Types of systematic error:

**Offset Error**: occurs when the instrument is not reset to zero before weighing items. For instance, a kitchen scale has a “tare” button that zeros the scale and container prior to adding contents. This ensures the weight of the container is not included in the readings. If the tare is not set correctly, all readings will have offset error.**Scale Factor Errors:**occurs when measurements are consistently proportional to the true value. For example, a stretched measuring tape that is 101% of its original size will consistently yield results that are 101% of the true value.

Detecting and preventing systematic error can be challenging. To avoid these errors, it is important to understand the limitations of your equipment and have a clear understanding of how the experiment works. This will help identify areas that may be susceptible to systematic errors.

## 8. True Error

**True error **is the difference between the true value of a quantity and the observed measurement [4].

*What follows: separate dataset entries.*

PR #74, opened 2020-03-06
remove clang warnings in medium

sudojan:
with the latest PR the compile log is full of the clang warning
`warning: 'PROPOSAL::Salt::create' hides overloaded virtual function [-Woverloaded-virtual]`
for every Medium
used the solution suggested here
https://stackoverflow.com/questions/18515183

### DIFF
--- a/tests/Propagation_TEST.cxx
+++ b/tests/Propagation_TEST.cxx
@@ -12,7 +12,7 @@ TEST(Comparison, Comparison_equal)
 {
     Sector::Definition sector_def;
     sector_def.location = Sector::ParticleLocation::InsideDetector;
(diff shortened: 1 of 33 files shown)


tests/Propagation_TEST.cxx
```diff
@@ -12,7 +12,7 @@ TEST(Comparison, Comparison_equal)
 {
     Sector::Definition sector_def;
     sector_def.location = Sector::ParticleLocation::InsideDetector;
-    sector_def.SetMedium(std::make_shared<Medium>(Water()));
+    auto medium = std::make_shared<const Water>();
```
sudojan: shouldn't this line be
`sector_def.SetMedium(std::make_shared<const Water>());`

PR #76, opened 2020-03-12
Example scripts

sudojan:
Adapt the python scripts to build the TestFiles and the example scripts to the new version.


private/PROPOSAL/Propagator.cxx
```diff
@@ -151,85 +152,117 @@ Propagator::Propagator(
...
+            sec_def_global->location = Sector::ParticleLocation::InsideDetector;
+        }
+
+        std::string scattering_model_str
+            = json_global.value("scattering", "highlandintegral");
+        sec_def_global->scattering_model
+            = ScatteringFactory::Get().GetEnumFromString(scattering_model_str);
+        sec_def_global->do_stochastic_loss_weighting
+            = json_global.value("stochastic_loss_weighting", false);
+        sec_def_global->stochastic_loss_weighting
```
sudojan: asking two times for "stochastic_loss_weighting" seems to be a copy-paste-mistake

private/PROPOSAL/Propagator.cxx
```diff
@@ -151,85 +152,117 @@ Propagator::Propagator(
...
         uniform = json_global.value("uniform", uniform_);
 
-        sec_def_global.reset(new Sector::Definition(json_global));
+
+        if(json_global.contains("cuts")){
+            sec_def_global->cut_settings = EnergyCutSettings(json_global.at("cuts"));
+            sec_def_global->location = Sector::ParticleLocation::InsideDetector;
+        }
+
+        std::string scattering_model_str
```
sudojan: There should be one place for the default values of the SectorDef

private/PROPOSAL/Propagator.cxx
MaxSac: Done in e09cb5f

private/Interface/python/particle.cxx
```diff
@@ -269,7 +269,16 @@ void init_particle(py::module& m) {
         .def_property_readonly("parent_particle_energy", &Secondaries::GetParentParticleEnergy)
         .def_property_readonly("energy", &Secondaries::GetEnergy)
         .def_property_readonly("time", &Secondaries::GetTime)
-        .def_property_readonly("propagated_distance", &Secondaries::GetPropagatedDistance);
+        .def_property_readonly("propagated_distance", &Secondaries::GetPropagatedDistance)
+        .def_property("entry_point",
+                    &Secondaries::GetEntryPoint,
+                    &Secondaries::SetEntryPoint)
```
MaxSac: Why should there be an interface to set entry and exit point by user?

resources/config.json
```diff
@@ -26,8 +26,15 @@
 		"photo_multiplier" : 1,
 		"ioniz_multiplier" : 1,
 		"epair_multiplier" : 1,
+        "ioniz": "IonizBetheBlochRossi",
+        "epair": "EpairKelnerKokoulinPetrukhin",
 		"brems" : "BremsKelnerKokoulinPetrukhin",
 		"photo" : "PhotoAbramowiczLevinLevyMaor97",
+        "annihilation": "none",
```
MaxSac: None is the default value. Why set it explicit?

resources/examples/standalone/plot_energy_probability.py
```diff
@@ -7,7 +7,7 @@
 from matplotlib.colors import LogNorm
 
 import numpy as np
-
+from tqdm import tqdm
```
MaxSac: Does proposal have a dependency on `tqdm`?

resources/examples/standalone/plot_entry_exit_closest_approach.py
```diff
@@ -81,10 +81,11 @@ def main():
     ]
 
     for jdx in range(len(start_energies)):
```
MaxSac: Nested loop is more elegant, but not important here.

resources/examples/standalone/plot_range.py
```diff
@@ -1,5 +1,6 @@
 import pyPROPOSAL as pp
 import matplotlib.pyplot as plt
+from tqdm import tqdm
```
MaxSac: the same as above

resources/examples/standalone/plot_energy_probability.py
MaxNoe: I would not say that examples contribute to "dependencies", PROPOSAL does not depend on matplotlib or numpy either.

I would also remove these "try except ImportError" lines, `ImportError no module named matplotlib` will be pretty clear to every python user, and not really worse that `ImportError you need to install matplotlib`

private/Interface/python/particle.cxx
sudojan: Thats correct; just took it from the c lib.
This can both be deleted.

resources/config.json
sudojan: To show, what possibilities the user has.

PR #80, opened 2020-03-15
Add setup, fixes #42

### LINKED ISSUE #42: Easier PROPOSAL installation
Installing PROPOSAL, e.g. via pip install or an AUR package for arch users would be favorable.

MaxNoe:
Requires #79 review and discuss that first.

Actually this is the main reason for #79.

### DIFF
--- a/.gitignore
+++ b/.gitignore
@@ -12,3 +12,146 @@ cmake_uninstall.cmake
 *.pdf
 *.swp
 tests/TestFiles*.tar.gz
+# Byte-compiled / optimized / DLL files
+__pycache__/
+*.py[cod]
+*$py.class
+
+# C extensions
+*.so
+
+# Distribution / packaging
+.Python
+build/
+develop-eggs/
+dist/
+downloads/
+eggs/
+.eggs/
+lib/
+lib64/
+parts/
+sdist/
+var/
+wheels/
+pip-wheel-metadata/
+share/python-wheels/
+*.egg-info/
+.installed.cfg
+*.egg
+MANIFEST
+
+# PyInstaller
+#  Usually these files are written by a python script from a template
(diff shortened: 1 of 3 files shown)


.gitignore
```diff
@@ -12,3 +12,146 @@ cmake_uninstall.cmake
...
+__pycache__/
+*.py[cod]
+*$py.class
+
+# C extensions
+*.so
+
+# Distribution / packaging
+.Python
+build/
```
sudojan: build/ already exist in `.gitignore`

setup.py
```diff
@@ -0,0 +1,96 @@
...
+    raise OSError('You need cmake >= 3.8')
+
+
+class CMakeExtension(Extension):
+    def __init__(self, name, source_dir=None, target=None, **kwargs):
+        if source_dir is None:
+            self.source_dir = SETUP_DIR
+        else:
+            self.source_dir = os.path.join(SETUP_DIR, source_dir)
+        self.target = None
```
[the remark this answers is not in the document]
MaxNoe: ah right, sorry.

We don't use it here anyways.

.gitignore
MaxNoe: I just append the standard python gitignore

sudojan:
it's working with `python setup.py install`
unfortunately, this is not the ideal solution, because uninstalling is manually and not as easy as with pip
When installing with `pip install .` it builds pyPROPOSAL successfully.
But during `import pyPROPOSAL` the following Error occurs:
`ImportError: dlopen(…/pyPROPOSAL.cpython-37m-darwin.so, 2): Library not loaded: @rpath/libPROPOSAL.dylib`
`Referenced from: …darwin.so`
`Reason: image not found`

PR #1703, opened 2020-12-16
Update SDK constraint and various dependencies

parlough:
The lock file already had our SDK at 2.10 anyway plus this opens some features like collection if and for if we ever want it :)

The JS compilers have also went through a lot of change since then so best to verify development stays close to what we actually compile with I suppose.


parlough:
I believe this failed just because https://github.com/dart-lang/dart-pad/pull/1702 hasn't landed yet.

RedBrogdon:
Taking travis's test results over GH's and landing this.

In hypothesis testing, true error is the accuracy of a hypothesis. It describes the error rate of a hypothesis across an unknown distribution of examples (i.e., the distribution of examples that the hypothesis will be applied to is not known in advance). It represents the probability of a single randomly selected example being misclassified [5].

## 9. Type I, II, III and IV Errors in statistics

Type I, II, III, and IV errors in statistics are all possible in hypothesis testing. They refer to the possibility of making an incorrect decision about supporting or rejecting the null hypothesis.

**Type I error**refers to the erroneous rejection of a true null hypothesis.**Type II error**occurs when a false null hypothesis is not rejected.**Type III error**occurs when the null hypothesis is correctly rejected but for the wrong reason.**Type IV errors**happen when the null hypothesis is correctly rejected, but the interpretation of the results is flawed [6]. Common reasons for Type IV errors include aggregation bias (assuming that what holds true for a group applies to individuals) and conducting inappropriate tests for the data. Collinearity among predictors can also contribute to Type IV errors.

## References

- Bettig, B. Modeling Errors and Accuracy.
- Numerical Errors.
- Johari, R. MS&E 226: Fundamentals of Data Science Lecture 5: In-sample estimation of prediction error
- Muth, J. (2006). Basic Statistics and Pharmaceutical Statistical Applications, Second Edition (Pharmacy Education Series). Chapman and Hall/CRC.
- Mitchell, T. (1997). Machine Learning. 1st edition. McGraw-Hill.
- Ottenbacher KJ. Statistical conclusion validity and type IV errors in rehabilitation research. Arch Phys Med Rehabil. 1992 Feb;73(2):121-5. PMID: 1543405.